Call & Times

Golden Knights’ run no fluke

- By NEIL GREENBERG

The Vegas Golden Knights, winners of 51 games during the regular season, their first in existence, shocked everyone and made it to the Stanley Cup finals.

To call them a long shot at the start of the season is kind. Prior to their arrival, the high-water mark for wins by an expansion team was 33 wins by the 1993-94 Florida Panthers and oddsmakers in Vegas put the Golden Knights chances at winning the Stanley Cup this year at 20-to-1 odds back in October. Yet to say this team is a fluke or was somehow gifted this Cinderella run is inaccurate.

One of the best indicators of a team’s talent level is goal differenti­al. The more a team outscores its opponents, the stronger that team is, and the Golden Knights’ path through the playoffs was anything but easy.

Vegas had to first get through the Los Angeles Kings, who finished the regular season with a plus-31 goal differenti­al, the seventh-best in the NHL. That proved to be easier than imagined: Vegas swept Los Angeles with shutouts in two of those victories. Then the Golden Knights had to contend with the San Jose Sharks, the eighth-best team in terms of goal differenti­al (plus-25). After that it was a Winnipeg Jets squad that outscored opponents 277 to 218 (plus-59, second-best) during then regular season. And at the end of it all, the Golden Knights are still standing, having defeated those three opponents by a combined score of 43 to 27, giving them the second-best goal differenti­al in the playoffs after their upcoming opponent, the Washington Capitals. If you normalize that goal differenti­al to 60 minutes it becomes the highest this postseason.

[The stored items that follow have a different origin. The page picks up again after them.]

Issue #458, opened 2019-07-28
Add guide for Flask


cmacht:
I've set up Flask with the help of the existing Django guide, but would be happy to share my tweaks for uwsgi and some of the decisions I made to get Flask running that differ from it. Would writing a Flask guide be helpful?

SparksFlyx3:
Please share! I spent 8 hours & didn't get my Flask App deployed on Uberspace..

cmacht:
Hi Martina, it's still on my list. It's very similar to setting up Django, maybe this might help in the meanwhile: https://lab.uberspace.de/guide_django.html

SparksFlyx3:
Didn't work for me. I switched to Heroku - easy deployment within 30 minutes.

tomaculum:
It did not work for me either, since I got strange module not found errors even though the modules were installed.

What I did to get it running:

1. Django guide step 1

2. setup project folder and virtual environment

   ```
   mkdir ~/MyProject
   cd ~/MyProject
   python3.6 -m venv myvenv
   source myvenv/bin/activate
   pip install uwsgi flask
   ```

3. setup basic flask app

   > setup app.py

   ```
   from flask import Flask, request

   app = Flask(__name__)

   @app.route('/')
   def hello_world():
       return 'Hello World!'

   if __name__ == '__main__':
       app.run()
   else:
       application = app
   ```

4. Django "Configure web server" step:

   > replace content of setup daemon .ini file:

   ```
   [uwsgi]
   base = /home/<username>/MyProject
   chdir = /home/<username>/MyProject

   http = :8000
   master = true

   home = %(base)/myvenv
   pythonpath = %(base)/myvenv

   module = app
   callable = app

   uid = <username>
   gid = <username>

   ```

5. edit line in `uwsgi.ini` from step 1
   ```
   command=/home/<username>/MyProject/myvenv/bin/uwsgi --master --emperor %(ENV_HOME)s/uwsgi/apps-enabled
   ```


Especially the 5th step doesn't seem quite right since the uswgi.ini file shouldn't be linked to a specific project. 

I'm looking forward to your guide and maybe in the meantime this saves someone some time.

luto:
https://lab.uberspace.de/guide_flask.html

PR #552, opened 2020-02-03
[flask] add guide for flask

bwiessneth:
Added guide for setting up flask with virtualenv and uwsgi. #458


luto:
Thank you! :tada:

PR #561, opened 2020-02-14
Switch postorius and hyperkitty to prevent Django3

pheraph:
See https://github.com/Uberspace/lab/issues/535#issuecomment-573645274


luto:
pheww.. that's more of a dirty work around, than a fix. I'll take a deeper look.

PR #563, opened 2020-02-21
use lc-collate and lc-ctype C during createdb

lub:
It's the only supported configuration in recent Synapse versions.

https://github.com/matrix-org/synapse/blob/master/docs/postgres.md#set-up-database

### DIFF
--- a/source/guide_synapse.rst
+++ b/source/guide_synapse.rst
@@ -45,6 +45,8 @@ You need a running :lab:`Postgresql <guide_postgresql>` database server, a dedic
   Enter it again:
   [isabell@stardust ~]$ createdb \
     --encoding=UTF8 \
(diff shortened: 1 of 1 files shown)


source/guide_synapse.rst
```diff
@@ -45,6 +45,8 @@ You need a running :lab:`Postgresql <guide_postgresql>` database server, a dedic
   Enter it again:
   [isabell@stardust ~]$ createdb \
     --encoding=UTF8 \
+    ----lc-collate=C \
+    ----lc-ctype=C \
```
luto:
```suggestion
    --lc-collate=C \
    --lc-ctype=C \
```

The `--help` shows these options with just two dashes (`--`), do we really need four of them?

PR #564, opened 2020-02-21
remove pg env vars from synapse.ini

lub:
These are not needed, as all PostgreSQL credentials are configured via homeserver.yaml


luto:
That's right! Can you please also update [the section](https://deploy-preview-564--uberlab.netlify.com/guide_synapse.html#configure-certificates) to mention the DB settings in the text above the config block? Or, better yet, spit it into "Configure Certificates" and "Configure Database Access".

luto:
Merged manually, thanks! :tada:

PR #573, opened 2020-03-07
Update guide_selfoss.rst

cblte:
added section if user wants to put selfoss into a subdomain.

### DIFF
--- a/source/guide_selfoss.rst
+++ b/source/guide_selfoss.rst
@@ -149,6 +149,11 @@ You can now log in to your installation and start adding and reading feeds.
 
 Check out the official `selfoss documentation`_ for explanation of further configuration parameters.
 
+Subdomain
+---------
+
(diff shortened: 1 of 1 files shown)


SalocinHB:
Setting up subdomains is explained in the manual.

cblte:
this is not about adding or setting up a subdomain. it describes a configuration setting you need to set when you use Selfoss with a subdomain and not in a subdirectory to html. Maybe this was a misunderstanding.

nichtmax:
All guides are for a fresh account and all tools have to be installed into the main DocumentRoot due to simplicity and uniformity.

cblte:
> All guides are for a fresh account and all tools have to be installed into the main DocumentRoot due to simplicity and uniformity.

I fully agree. I added this just as additional information. maybe the wording is not the best. will think about it and redo.

PR #583, opened 2020-03-19
Docs: update Matomo installation manual

gustavpursche:
While the old method still works the recommended official way looks a [little different now](https://matomo.org/docs/installation/).

I've also deleted some of the output `wget` creates, since it isn't helpful for the installation and clutters the manual.

### DIFF
--- a/source/guide_matomo.rst
+++ b/source/guide_matomo.rst
@@ -29,7 +29,7 @@ Matomo_ (formerly known as Piwik) is an open source website tracking tool (like 
 Prerequisites
 =============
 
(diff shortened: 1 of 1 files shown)


source/guide_matomo.rst
```diff
@@ -34,7 +34,7 @@ We're using :manual:`PHP <lang-php>` in the stable version 7.1:
 ::
 
  [isabell@stardust ~]$ uberspace tools version show php
- Using 'PHP' version: '7.1'
+ Using 'PHP' version: '7.2'
```
SalocinHB: Please change the version in the preceding paragraph as well

Issue #586, opened 2020-03-21
Guide for Wordpress with Bedrock


herzogmedia:
Hi, I'm writing a guide for using Wordpress with [Bedrock](https://roots.io/bedrock/).

PR #587, opened 2020-03-22
[wp-bedrock] Added Guide for Wordpress with Bedrock

herzogmedia:
As announced in #586 here is my guide for using bedrock on uberspace. It is partly based on the standard wordpress guide, which I hope is ok for you.


source/guide_wordpress-bedrock.rst
```diff
@@ -0,0 +1,248 @@
...
+.. note:: You can leave the ``WP_ENV`` Setting on ``development`` for now, but don't forget to set it on ``production`` when launching your site.
+  See the Bedrock-Documentation_ for more Info on Environment-Settings
+
+You now need to set your :manual:`document root <web-documentroot>` to the ``bedrock/web/`` directory. To do this, we delete the standard document root folder and create a symlink instead.
+
+.. warning:: Please make sure your DocumentRoot is empty before removing it. This step will delete all contained files.
+
+.. code-block:: console
+
+ [isabell@stardust ~]$ rm -r /var/www/virtual/$USER/html
```
luto: All guides should assume a fresh, empty uberspace. Please change this to `rmdir ...`, so the commend fails when this is not the case. 

```suggestion
.. code-block:: console

 [isabell@stardust ~]$ rmdir /var/www/virtual/$USER/html

```

source/guide_wordpress-bedrock.rst
```diff
@@ -0,0 +1,248 @@
...
+ [isabell@stardust ~]$ ln -s /var/www/virtual/$USER/bedrock/web /var/www/virtual/$USER/html
+ [isabell@stardust ~]$
+
+
+Point your browser to your domain, ``https://isabell.uber.space/wp/wp-admin`` in this example, to start the wordpress installation process. Here you will
```
luto: This fails because wordpress doesn't want to create the DB itself. Please add a step in "Prerequisites" creating it like so:

```
$ mysql -e "CREATE DATABASE ${USER}_wp"
```

herzogmedia: ok, changed it and also the wording for the .env-Configuration to match.

herzogmedia:
Thanks for reviewing and glad you like it!

luto:
Thanks for the swift changes!

PR #590, opened 2020-03-24
Kimai: Bump versions, add update of app_secret

ebroda:
I just installed Kimai on my U7 and updated the lab guide regarding version and secret during the installation. 1.8 also works fine on U7.


luto:
Thank you! :tada:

And let’s not forget the individual performanc­es, many by players left exposed by their former teams in the expansion draft.

William Karlsson had 18 NHL goals in 183 games and never more than nine in a season before joining the Golden Knights as part of a package from the Columbus Blue Jackets. He rewarded his new team with 43 goals during the regular season, the third-most in the NHL behind Alex Ovechkin and Patrick Laine. In the playoffs, Karlsson has 13 points (six goals, seven assists). Jonathan Marchessau­lt and Reilly Smith, castoffs from the Florida Panthers, were proven performers and continued that throughout the playoffs. Marchessau­lt leads the team with 18 points (eight goals, 10 assists) in 15 games in the Stanley Cup Playoffs and Smith has 16 points. As a top-line trio for Vegas, Karlsson, Marchessau­lt and Smith potted a team-high 10 postseason even-strength goals while allowing only four, the best on-ice performanc­e by any line combo in the playoffs.

Goaltender Marc-Andre Fleury, acquired from Pittsburgh, leads the league with a .947 postseason save percentage this year, a career high, with four shutouts. And he’s stopped 187 of the 199 high-danger chances he has faced, those attempts in the slot and the crease, at even strength.

Even fourth-liner Ryan Reaves, also acquired from the Penguins by general manager George McPhee, has been clutch for Vegas coach Gerard Gallant. At even strength, Reaves and his linemates have outscored opponents 2 to 1, one of those goals a game-winner by Reaves himself, with a 23 to 14 edge in scoring chances. Almost half of those chances (11) have come in high-danger areas, giving Vegas quality looks from a unsuspecti­ng source.

“Everybody on this team has something to prove,” Reaves told Jeff Gordon of the St. Louis Post-Dispatch. “We call ourselves ‘The Golden Misfits’ for a reason. We’re doing a good job of proving everybody wrong.”